For segmented rasters, the key property of which is set as Segmented, the tool calculates the index image and associated segment attributes from the segmented **RGB **raster. Attributes are calculated to create a classifier definition file that should be used in a separate classification tool. Attributes for each segment can be calculated for any image supported by Esri.

### Neural networks

One of the computer vision and image understanding methods used for recognition, classification, and restoration of images is a method based on neural networks. In order to reduce the number of input neurons in the network, the image classification system is usually located at the preprocessing step. One of the steps of pre-processing digital images is wavelet transform.

Currently, the wavelet transform is a widely known method used to analyze images and obtain such image characteristics as shape and texture. There are two types used for image processing called **Convolutional Neural Networks **(CNN) and **Deep Convolutional Neural Networks** (DCNN).

A typical way to use CNN is to classify images: if there is a cat in the image, the network will issue a “cat’, if there is a dog – a “dog”. Such networks usually use a “scanner” that does not parse all the data at once.

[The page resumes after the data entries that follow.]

PR #418, opened 2025-02-06
fix: use fusejs to filter search results for slack channels and users

njhale:
Update the `Search Channels` and `Search Users` tools to use Fuse.js to filter slack channel names and user names by similarity to the query string.

Note: This may not return exact matches, but will allow LLMs to filter the channels and users down to results with similar names.

Addresses https://github.com/obot-platform/obot/issues/1660

### DIFF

For example, if you have an image of 200 × 200, you will not immediately process all 40 thousand pixels. Instead, the network counts a 20 x 20 square (usually from the upper left corner), then moves 1 pixel and counts a new square, and so on.

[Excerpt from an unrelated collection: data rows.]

PR #426, opened 2025-02-07
enhance: support media posts for wordpress tools

tybalex:
To address https://github.com/obot-platform/obot/issues/1682
- add tools to CRUD media files in the workspace, including image/video/audio, etc.
- other minor prompt fixes.

### DIFF
--- a/wordpress/tools/media.py
+++ b/wordpress/tools/media.py
@@ -2,7 +2,6 @@ from tools.helper import (
     WORDPRESS_API_URL,
     tool_registry,
     is_valid_iso8601,
-    str_to_bool,
     load_from_gptscript_workspace,
 )
 import os
@@ -17,7 +16,6 @@ def _format_media_response(response_json: dict):
         "id",
         "date",
         "date_gmt",
-        "guid",
         "modified",
         "modified_gmt",
         "slug",
@@ -163,8 +161,8 @@ def upload_media(client):
     try:
         data = load_from_gptscript_workspace(file_path)
     except Exception as e:
-        raise ValueError(
-            f"Failed to load file {file_path} from GPTScript workspace. Error: {e}"
+        raise Exception(
+            f"Failed to load file {file_path} from GPTScript workspace. Exception: {e}"
         )
 
     # with open(file_path, "rb") as file:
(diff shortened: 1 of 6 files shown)


wordpress/tools/media.py
```diff
@@ -0,0 +1,236 @@
...
+    context = os.getenv("CONTEXT", "view").lower()
+    context_enum = {"view", "embed", "edit"}
+    if context not in context_enum:
+        raise ValueError(
+            f"Error: Invalid context: {context}. context must be one of: {context_enum}."
+        )
+    url += f"?context={context}"
+    password = os.getenv("PASSWORD", None)
+    if password:
+        url += f"&password={password}"
```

This input data is then transmitted through convolutional layers, in which not all nodes are interconnected. These layers tend to shrink with depth, with often used degrees of two: 32, 16, 8, 4, 2, 1. In practice, FFNN is attached to the end of CNN for further data processing. Such networks are called deep (DCNN).

## Summing up Computer Vision and Image Understanding

We accumulate a huge amount of information, the process of learning a neural network does not stop for a second. For a person, it is not particularly difficult to restore a perspective from a flat picture and imagine what it would all look like in three dimensions. Computer all this is given much more complicated. And primarily because of the problem of accumulation of experience.

Since at the moment there is no universal metric, we will keep up researching in the field of computer vision and image understanding, and we will be happy to respond to your comments if something is interesting or remains unclear.